Read the data, and whenever a line holds the word "root", report that line.

### Records provided
★ ★ ★

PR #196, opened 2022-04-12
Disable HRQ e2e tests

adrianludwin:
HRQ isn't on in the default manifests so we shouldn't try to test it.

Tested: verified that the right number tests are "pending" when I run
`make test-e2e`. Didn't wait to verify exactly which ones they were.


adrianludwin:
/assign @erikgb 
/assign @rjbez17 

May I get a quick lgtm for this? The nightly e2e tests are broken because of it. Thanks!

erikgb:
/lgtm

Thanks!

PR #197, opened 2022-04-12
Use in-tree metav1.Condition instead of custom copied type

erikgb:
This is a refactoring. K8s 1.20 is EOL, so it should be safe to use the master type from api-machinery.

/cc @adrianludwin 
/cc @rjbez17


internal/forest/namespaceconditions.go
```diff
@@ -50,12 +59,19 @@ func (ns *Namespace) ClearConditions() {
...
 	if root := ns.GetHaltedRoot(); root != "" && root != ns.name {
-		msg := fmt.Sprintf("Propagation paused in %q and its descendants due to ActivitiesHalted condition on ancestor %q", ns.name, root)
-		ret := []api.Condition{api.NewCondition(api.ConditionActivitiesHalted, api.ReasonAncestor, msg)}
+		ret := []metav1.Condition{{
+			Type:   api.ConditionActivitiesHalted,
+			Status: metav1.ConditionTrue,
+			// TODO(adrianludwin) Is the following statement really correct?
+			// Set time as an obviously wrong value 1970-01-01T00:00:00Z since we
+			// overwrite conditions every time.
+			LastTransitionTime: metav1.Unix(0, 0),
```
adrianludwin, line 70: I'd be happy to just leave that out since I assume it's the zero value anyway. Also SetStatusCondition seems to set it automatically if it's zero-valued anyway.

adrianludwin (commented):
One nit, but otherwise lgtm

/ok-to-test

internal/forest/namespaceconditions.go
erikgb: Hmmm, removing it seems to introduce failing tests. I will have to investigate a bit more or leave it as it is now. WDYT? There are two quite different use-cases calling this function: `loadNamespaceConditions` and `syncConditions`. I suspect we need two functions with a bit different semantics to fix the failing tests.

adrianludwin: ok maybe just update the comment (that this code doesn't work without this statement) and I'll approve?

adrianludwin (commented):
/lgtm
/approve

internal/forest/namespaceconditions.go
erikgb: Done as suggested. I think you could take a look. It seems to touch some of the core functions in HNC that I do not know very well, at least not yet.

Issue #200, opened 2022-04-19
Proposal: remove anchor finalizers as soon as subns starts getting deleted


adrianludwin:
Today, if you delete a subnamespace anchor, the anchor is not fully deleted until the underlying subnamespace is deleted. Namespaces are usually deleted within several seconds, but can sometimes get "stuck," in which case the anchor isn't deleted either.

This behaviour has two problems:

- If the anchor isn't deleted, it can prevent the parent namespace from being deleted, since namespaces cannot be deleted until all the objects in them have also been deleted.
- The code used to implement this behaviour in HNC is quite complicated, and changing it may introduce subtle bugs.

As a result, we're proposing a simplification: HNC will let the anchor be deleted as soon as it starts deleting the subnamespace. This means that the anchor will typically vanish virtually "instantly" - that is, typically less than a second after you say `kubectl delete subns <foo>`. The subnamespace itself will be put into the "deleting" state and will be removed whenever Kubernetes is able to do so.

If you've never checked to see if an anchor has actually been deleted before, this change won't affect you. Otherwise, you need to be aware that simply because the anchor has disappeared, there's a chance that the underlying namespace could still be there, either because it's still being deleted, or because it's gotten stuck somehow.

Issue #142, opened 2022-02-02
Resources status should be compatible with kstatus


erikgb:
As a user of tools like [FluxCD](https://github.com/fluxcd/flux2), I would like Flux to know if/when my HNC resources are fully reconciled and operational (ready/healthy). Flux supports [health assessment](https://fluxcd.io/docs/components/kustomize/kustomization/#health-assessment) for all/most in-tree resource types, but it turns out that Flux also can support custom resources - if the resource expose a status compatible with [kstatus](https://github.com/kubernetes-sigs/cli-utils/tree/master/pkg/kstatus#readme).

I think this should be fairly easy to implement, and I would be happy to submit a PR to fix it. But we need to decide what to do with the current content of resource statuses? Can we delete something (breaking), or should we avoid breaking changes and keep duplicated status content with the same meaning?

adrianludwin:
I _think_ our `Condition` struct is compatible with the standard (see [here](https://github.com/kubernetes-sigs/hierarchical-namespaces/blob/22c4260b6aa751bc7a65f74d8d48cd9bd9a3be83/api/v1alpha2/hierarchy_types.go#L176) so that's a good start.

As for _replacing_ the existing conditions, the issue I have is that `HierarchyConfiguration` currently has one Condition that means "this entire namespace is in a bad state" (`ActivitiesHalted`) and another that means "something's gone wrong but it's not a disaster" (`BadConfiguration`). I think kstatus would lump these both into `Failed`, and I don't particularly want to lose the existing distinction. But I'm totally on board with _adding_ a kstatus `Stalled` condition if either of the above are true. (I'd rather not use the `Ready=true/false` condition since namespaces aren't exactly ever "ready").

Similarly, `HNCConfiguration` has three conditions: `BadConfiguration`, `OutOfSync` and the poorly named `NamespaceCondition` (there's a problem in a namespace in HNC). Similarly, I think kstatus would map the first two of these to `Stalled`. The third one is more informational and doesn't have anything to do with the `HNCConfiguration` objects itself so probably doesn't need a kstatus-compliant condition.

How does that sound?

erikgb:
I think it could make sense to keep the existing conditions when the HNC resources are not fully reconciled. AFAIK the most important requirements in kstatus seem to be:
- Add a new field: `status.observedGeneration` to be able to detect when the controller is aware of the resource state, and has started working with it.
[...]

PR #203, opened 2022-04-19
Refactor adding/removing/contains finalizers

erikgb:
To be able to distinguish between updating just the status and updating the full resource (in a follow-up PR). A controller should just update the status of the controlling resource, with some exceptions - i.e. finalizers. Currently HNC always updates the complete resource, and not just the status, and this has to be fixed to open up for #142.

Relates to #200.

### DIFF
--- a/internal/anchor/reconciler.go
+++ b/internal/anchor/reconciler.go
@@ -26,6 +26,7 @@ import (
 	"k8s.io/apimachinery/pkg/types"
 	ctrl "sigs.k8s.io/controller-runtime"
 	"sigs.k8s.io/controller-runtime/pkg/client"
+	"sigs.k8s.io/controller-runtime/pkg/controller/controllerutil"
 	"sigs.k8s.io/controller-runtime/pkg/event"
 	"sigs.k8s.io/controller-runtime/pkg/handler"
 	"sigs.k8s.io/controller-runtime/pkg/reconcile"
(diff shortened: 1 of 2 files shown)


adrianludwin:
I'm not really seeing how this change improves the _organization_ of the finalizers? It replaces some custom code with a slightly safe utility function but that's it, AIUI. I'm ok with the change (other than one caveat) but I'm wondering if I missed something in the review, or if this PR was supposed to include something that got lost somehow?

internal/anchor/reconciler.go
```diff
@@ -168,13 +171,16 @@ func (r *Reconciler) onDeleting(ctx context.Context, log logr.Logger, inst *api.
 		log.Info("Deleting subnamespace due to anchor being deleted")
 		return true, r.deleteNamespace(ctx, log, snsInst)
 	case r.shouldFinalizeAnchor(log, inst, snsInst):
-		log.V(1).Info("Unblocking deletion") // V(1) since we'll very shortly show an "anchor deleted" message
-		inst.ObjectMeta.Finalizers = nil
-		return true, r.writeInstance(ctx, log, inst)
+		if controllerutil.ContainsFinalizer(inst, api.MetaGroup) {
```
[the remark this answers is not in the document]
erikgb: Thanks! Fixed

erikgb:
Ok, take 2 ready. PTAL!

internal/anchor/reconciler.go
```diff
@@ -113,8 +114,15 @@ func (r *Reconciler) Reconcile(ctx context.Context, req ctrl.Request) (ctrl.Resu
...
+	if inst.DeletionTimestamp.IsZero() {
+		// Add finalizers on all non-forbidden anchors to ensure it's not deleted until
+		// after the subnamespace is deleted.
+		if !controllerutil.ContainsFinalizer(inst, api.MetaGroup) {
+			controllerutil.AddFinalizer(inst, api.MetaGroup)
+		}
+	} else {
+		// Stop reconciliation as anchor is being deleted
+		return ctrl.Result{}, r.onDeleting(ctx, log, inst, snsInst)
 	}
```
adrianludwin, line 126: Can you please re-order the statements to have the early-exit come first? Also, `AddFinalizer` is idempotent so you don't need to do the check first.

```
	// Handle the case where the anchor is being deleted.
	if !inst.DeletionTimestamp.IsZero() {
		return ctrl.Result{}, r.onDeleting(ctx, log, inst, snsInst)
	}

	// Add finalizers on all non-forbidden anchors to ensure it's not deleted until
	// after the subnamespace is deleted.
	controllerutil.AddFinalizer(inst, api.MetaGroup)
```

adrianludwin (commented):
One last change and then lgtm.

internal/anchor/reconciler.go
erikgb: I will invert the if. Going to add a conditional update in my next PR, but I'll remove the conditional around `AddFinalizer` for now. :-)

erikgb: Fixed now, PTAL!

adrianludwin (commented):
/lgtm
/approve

★ ★ ★

### Solved problem
 	if root := ns.GetHaltedRoot(); root != "" && root != ns.name {
-		msg := fmt.Sprintf("Propagation paused in %q and its descendants due to ActivitiesHalted condition on ancestor %q", ns.name, root)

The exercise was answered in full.